### Information given
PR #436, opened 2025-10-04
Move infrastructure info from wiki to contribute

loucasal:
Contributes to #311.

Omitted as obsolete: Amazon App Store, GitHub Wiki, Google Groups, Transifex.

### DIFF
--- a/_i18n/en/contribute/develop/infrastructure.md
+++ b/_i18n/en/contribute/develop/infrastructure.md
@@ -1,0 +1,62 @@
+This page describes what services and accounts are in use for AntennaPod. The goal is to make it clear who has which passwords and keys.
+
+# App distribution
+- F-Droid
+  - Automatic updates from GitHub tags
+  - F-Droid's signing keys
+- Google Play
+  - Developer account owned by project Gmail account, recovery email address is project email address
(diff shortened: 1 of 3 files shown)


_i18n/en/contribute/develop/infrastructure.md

* * *

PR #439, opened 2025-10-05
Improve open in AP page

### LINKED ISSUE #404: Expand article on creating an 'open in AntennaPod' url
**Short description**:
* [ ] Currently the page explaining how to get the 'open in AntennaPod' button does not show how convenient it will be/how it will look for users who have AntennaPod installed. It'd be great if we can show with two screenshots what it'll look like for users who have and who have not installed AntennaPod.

### Task to complete
Only the lines holding the string "GitHub" are needed; copy each of them from the material above.

### Exercise answer
Omitted as obsolete: Amazon App Store, GitHub Wiki, Google Groups, Transifex.
+  - Automatic updates from GitHub tags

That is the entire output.